Stored items:

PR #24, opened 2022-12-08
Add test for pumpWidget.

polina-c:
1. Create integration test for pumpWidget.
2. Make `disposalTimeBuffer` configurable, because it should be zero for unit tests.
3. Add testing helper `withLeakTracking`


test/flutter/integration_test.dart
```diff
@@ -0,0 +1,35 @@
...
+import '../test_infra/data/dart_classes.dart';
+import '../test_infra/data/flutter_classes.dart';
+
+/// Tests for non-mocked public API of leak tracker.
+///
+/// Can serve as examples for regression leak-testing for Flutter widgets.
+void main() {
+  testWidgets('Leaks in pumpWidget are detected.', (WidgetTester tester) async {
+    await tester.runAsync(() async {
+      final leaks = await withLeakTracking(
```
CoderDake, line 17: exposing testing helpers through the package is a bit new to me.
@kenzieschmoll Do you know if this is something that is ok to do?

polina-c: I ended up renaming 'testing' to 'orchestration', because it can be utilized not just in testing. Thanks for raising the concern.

WHAT NEEDS TO BE DONE:
Repeat all of the data shown above, exactly as it appears.

RESPONSE:
PR #24, opened 2022-12-08
Add test for pumpWidget.

polina-c:
1. Create integration test for pumpWidget.
2. Make `disposalTimeBuffer` configurable, because it should be zero for unit tests.
3. Add testing helper `withLeakTracking`


test/flutter/integration_test.dart
```diff
@@ -0,0 +1,35 @@
...
+import '../test_infra/data/dart_classes.dart';
+import '../test_infra/data/flutter_classes.dart';
+
+/// Tests for non-mocked public API of leak tracker.
+///
+/// Can serve as examples for regression leak-testing for Flutter widgets.
+void main() {
+  testWidgets('Leaks in pumpWidget are detected.', (WidgetTester tester) async {
+    await tester.runAsync(() async {
+      final leaks = await withLeakTracking(
```
CoderDake, line 17: exposing testing helpers through the package is a bit new to me.
@kenzieschmoll Do you know if this is something that is ok to do?

polina-c: I ended up renaming 'testing' to 'orchestration', because it can be utilized not just in testing. Thanks for raising the concern.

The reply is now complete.